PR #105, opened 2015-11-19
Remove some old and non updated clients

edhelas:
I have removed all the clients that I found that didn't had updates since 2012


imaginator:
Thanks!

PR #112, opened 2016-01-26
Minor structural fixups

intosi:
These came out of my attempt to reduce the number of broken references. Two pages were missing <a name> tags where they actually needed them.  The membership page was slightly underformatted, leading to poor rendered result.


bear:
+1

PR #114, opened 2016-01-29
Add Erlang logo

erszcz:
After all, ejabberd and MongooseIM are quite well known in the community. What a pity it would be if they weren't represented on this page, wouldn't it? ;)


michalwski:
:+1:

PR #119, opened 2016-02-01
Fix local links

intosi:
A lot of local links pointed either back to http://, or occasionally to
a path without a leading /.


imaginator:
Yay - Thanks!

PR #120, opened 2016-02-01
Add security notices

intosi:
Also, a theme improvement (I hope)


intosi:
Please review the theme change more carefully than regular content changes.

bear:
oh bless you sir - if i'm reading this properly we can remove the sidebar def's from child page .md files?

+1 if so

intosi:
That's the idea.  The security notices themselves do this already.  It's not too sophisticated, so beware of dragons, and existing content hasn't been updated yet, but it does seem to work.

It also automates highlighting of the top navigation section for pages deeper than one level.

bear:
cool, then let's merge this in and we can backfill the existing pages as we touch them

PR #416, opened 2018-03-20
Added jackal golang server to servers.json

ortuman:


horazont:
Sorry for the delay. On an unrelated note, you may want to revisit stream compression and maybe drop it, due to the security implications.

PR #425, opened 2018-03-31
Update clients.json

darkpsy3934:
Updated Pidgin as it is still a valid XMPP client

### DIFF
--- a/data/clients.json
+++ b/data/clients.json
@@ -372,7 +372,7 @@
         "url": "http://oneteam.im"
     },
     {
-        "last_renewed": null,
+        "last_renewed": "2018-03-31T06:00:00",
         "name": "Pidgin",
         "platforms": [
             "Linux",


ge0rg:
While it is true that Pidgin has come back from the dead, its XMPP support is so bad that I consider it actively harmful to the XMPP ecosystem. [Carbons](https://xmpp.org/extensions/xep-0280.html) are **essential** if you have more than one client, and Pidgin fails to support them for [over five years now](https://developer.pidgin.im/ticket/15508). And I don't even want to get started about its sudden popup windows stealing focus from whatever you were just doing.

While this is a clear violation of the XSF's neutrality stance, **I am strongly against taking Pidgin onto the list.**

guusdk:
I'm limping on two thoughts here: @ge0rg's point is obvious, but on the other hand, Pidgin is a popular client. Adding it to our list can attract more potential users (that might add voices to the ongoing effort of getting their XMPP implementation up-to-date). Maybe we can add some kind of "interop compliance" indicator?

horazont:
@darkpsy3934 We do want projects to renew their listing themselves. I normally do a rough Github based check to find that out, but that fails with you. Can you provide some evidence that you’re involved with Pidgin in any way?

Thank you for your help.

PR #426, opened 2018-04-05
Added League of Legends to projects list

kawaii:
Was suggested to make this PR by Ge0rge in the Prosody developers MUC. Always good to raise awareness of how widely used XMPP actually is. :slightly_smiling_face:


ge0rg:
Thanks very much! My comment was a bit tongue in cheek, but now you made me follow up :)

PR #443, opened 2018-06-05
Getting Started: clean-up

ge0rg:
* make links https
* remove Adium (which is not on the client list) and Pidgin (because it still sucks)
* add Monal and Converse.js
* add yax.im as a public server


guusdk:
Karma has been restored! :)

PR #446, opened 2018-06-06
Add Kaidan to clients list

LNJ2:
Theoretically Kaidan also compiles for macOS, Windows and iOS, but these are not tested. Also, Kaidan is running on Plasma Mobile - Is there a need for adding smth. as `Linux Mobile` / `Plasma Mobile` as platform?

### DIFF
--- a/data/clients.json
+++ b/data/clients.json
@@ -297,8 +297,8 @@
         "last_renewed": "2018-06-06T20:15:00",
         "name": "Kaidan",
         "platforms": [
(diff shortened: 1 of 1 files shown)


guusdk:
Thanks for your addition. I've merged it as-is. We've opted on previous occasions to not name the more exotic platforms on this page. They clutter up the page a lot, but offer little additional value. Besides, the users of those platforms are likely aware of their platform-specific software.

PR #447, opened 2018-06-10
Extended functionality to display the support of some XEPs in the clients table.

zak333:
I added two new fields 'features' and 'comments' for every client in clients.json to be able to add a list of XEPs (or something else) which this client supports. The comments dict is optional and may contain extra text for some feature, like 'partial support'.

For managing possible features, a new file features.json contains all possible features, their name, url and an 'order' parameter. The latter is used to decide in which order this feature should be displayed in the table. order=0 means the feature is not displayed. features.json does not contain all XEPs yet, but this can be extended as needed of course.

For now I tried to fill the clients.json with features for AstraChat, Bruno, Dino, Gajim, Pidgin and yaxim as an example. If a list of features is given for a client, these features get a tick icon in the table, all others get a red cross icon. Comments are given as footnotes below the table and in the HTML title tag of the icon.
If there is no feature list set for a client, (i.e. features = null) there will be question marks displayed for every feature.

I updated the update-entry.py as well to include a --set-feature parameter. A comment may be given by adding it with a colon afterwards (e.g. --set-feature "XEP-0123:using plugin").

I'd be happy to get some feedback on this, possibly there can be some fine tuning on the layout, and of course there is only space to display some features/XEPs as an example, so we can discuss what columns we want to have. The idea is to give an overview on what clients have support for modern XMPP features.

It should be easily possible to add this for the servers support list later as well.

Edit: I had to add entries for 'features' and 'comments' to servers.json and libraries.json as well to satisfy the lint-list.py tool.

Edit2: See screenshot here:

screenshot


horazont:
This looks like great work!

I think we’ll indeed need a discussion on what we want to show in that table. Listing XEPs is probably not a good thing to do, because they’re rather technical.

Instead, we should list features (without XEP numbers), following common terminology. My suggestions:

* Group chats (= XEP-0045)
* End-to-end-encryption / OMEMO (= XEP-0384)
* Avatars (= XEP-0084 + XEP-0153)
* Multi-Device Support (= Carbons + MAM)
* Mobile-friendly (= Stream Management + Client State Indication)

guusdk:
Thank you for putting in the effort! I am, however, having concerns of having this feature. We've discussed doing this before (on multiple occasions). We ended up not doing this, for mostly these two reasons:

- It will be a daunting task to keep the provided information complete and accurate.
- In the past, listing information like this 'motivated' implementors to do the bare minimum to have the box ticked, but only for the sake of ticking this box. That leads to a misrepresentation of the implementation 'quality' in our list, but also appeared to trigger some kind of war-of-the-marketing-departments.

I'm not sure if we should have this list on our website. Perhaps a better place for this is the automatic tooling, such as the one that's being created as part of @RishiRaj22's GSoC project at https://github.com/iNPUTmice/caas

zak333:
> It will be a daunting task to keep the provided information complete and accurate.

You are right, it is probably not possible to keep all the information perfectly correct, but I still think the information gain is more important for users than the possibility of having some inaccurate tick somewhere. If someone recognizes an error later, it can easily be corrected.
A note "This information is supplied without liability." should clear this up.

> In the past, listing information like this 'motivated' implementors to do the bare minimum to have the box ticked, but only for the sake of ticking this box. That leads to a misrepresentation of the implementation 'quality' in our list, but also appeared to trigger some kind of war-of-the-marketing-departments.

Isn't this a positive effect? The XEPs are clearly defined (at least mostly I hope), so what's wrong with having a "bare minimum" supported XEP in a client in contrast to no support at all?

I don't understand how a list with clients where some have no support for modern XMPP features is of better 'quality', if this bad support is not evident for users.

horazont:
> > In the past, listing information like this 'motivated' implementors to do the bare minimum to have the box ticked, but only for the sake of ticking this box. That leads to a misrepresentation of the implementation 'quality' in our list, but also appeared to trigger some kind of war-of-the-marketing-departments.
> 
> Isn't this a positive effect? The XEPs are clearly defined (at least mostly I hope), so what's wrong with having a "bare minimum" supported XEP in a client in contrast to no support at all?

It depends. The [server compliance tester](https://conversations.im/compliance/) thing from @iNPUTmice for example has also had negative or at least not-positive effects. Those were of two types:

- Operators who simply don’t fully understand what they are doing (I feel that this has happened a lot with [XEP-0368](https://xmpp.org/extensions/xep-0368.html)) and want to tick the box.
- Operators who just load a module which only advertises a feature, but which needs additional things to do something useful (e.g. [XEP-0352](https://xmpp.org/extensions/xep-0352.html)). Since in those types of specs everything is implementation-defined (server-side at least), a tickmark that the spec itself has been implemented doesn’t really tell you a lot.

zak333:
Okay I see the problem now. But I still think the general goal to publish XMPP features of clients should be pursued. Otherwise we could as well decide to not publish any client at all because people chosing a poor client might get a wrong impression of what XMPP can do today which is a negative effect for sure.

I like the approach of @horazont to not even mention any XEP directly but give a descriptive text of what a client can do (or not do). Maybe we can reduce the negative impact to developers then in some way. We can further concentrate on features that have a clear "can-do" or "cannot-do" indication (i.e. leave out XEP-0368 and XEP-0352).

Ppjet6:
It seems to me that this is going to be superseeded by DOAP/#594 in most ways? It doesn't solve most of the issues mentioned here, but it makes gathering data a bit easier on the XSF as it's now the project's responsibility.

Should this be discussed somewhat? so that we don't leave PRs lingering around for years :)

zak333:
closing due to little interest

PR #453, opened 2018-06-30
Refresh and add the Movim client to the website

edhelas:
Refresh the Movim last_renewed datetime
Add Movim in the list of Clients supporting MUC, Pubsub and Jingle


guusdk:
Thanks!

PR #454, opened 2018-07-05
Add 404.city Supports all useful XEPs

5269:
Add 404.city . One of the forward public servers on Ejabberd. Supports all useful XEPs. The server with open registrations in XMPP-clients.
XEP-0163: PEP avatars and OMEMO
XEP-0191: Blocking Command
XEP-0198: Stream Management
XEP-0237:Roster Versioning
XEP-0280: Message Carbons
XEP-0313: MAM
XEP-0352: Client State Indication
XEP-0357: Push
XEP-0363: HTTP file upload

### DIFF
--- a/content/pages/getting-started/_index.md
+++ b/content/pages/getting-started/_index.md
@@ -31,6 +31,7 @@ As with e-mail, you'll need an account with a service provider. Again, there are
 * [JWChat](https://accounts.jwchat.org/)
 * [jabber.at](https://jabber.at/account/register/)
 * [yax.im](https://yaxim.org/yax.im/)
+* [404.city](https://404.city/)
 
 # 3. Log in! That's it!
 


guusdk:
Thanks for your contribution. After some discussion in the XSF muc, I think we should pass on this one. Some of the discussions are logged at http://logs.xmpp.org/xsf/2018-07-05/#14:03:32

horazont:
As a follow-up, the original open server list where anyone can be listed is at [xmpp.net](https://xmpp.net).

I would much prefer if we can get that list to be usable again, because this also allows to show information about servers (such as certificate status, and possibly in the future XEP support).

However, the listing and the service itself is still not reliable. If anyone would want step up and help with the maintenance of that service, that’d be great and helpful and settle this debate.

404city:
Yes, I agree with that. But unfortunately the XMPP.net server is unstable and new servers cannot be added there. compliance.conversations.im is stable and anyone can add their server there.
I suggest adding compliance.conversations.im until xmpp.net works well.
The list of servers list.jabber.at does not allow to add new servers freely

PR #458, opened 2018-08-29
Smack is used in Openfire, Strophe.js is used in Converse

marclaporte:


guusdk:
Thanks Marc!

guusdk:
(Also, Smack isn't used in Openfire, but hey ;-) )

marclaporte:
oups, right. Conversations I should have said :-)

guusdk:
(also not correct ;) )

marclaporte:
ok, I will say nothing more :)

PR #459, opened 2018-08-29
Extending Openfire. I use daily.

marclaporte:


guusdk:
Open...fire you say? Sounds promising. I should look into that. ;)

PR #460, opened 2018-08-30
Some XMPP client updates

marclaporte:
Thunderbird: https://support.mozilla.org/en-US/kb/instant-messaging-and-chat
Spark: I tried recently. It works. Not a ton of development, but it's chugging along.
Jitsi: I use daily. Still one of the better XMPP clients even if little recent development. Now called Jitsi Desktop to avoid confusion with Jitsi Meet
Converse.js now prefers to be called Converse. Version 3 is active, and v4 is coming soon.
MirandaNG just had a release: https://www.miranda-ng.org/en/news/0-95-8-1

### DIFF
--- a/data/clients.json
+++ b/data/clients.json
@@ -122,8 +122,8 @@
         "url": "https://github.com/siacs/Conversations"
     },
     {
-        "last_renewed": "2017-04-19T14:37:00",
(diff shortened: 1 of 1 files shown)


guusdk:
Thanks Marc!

◇ ◇ ◇ ◇ ◇ ◇ ◇

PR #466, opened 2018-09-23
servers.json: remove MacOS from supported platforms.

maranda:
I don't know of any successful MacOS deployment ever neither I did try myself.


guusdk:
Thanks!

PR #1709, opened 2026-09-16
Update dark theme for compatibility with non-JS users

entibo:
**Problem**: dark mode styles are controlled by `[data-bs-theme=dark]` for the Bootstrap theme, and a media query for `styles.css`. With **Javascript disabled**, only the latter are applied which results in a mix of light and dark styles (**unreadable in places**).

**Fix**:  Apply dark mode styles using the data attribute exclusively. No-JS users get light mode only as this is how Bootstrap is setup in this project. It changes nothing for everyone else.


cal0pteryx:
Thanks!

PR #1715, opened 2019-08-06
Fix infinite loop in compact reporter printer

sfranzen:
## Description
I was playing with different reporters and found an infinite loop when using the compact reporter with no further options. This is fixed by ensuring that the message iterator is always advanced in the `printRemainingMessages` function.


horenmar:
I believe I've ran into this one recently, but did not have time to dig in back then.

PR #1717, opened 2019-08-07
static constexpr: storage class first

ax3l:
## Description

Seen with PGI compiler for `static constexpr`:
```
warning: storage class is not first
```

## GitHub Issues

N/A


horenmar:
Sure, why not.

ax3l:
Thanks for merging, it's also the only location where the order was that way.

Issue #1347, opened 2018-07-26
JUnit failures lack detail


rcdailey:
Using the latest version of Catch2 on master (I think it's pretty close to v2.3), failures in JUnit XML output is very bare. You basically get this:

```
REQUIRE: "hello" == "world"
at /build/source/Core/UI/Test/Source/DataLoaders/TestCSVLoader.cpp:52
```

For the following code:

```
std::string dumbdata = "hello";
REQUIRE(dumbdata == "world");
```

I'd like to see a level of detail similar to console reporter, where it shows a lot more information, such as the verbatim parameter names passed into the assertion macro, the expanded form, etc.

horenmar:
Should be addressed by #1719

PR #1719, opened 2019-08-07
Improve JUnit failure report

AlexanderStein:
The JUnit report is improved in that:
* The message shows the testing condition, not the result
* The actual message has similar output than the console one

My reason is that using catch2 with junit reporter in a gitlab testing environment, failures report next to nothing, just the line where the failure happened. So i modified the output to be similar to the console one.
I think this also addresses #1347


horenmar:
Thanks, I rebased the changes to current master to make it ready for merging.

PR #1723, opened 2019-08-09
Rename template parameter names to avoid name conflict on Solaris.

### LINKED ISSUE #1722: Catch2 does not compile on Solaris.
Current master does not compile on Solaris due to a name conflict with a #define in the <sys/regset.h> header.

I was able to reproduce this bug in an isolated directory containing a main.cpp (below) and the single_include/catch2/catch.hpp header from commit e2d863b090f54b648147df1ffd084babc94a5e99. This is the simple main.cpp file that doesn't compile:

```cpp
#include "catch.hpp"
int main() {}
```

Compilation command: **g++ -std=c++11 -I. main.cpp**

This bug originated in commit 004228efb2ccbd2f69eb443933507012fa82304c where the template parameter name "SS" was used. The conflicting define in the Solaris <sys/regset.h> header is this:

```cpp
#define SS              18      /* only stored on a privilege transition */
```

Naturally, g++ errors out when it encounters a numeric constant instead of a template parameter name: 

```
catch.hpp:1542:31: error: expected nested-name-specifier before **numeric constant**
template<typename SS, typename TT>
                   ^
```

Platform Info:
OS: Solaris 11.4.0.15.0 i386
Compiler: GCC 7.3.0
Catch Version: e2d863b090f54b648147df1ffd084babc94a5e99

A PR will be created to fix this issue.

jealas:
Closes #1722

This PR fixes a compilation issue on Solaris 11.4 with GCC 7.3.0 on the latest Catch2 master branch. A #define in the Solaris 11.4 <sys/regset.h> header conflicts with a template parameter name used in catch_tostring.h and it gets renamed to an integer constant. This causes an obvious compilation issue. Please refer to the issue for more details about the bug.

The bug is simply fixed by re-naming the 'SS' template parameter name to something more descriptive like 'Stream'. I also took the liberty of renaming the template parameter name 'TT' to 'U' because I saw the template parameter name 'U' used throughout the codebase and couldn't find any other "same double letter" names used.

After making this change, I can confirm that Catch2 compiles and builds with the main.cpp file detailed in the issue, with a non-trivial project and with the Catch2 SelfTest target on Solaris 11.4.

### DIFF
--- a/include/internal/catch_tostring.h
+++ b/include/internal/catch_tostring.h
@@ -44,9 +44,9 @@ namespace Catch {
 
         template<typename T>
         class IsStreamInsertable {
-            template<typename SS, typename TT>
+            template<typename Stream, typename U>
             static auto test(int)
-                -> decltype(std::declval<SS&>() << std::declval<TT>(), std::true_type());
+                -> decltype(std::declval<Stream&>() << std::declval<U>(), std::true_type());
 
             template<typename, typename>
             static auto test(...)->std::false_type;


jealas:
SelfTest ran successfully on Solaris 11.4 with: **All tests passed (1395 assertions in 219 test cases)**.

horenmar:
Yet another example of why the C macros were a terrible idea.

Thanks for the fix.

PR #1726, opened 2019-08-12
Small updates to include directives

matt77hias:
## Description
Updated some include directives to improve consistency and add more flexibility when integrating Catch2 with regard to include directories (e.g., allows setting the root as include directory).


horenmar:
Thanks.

◇ ◇ ◇ ◇ ◇ ◇ ◇

Work task:
Search the entries above for the word "been", and copy every line where it occurs.

Answer to the exercise:
That's the idea.  The security notices themselves do this already.  It's not too sophisticated, so beware of dragons, and existing content hasn't been updated yet, but it does seem to work.
Karma has been restored! :)
- Operators who just load a module which only advertises a feature, but which needs additional things to do something useful (e.g. [XEP-0352](https://xmpp.org/extensions/xep-0352.html)). Since in those types of specs everything is implementation-defined (server-side at least), a tickmark that the spec itself has been implemented doesn’t really tell you a lot.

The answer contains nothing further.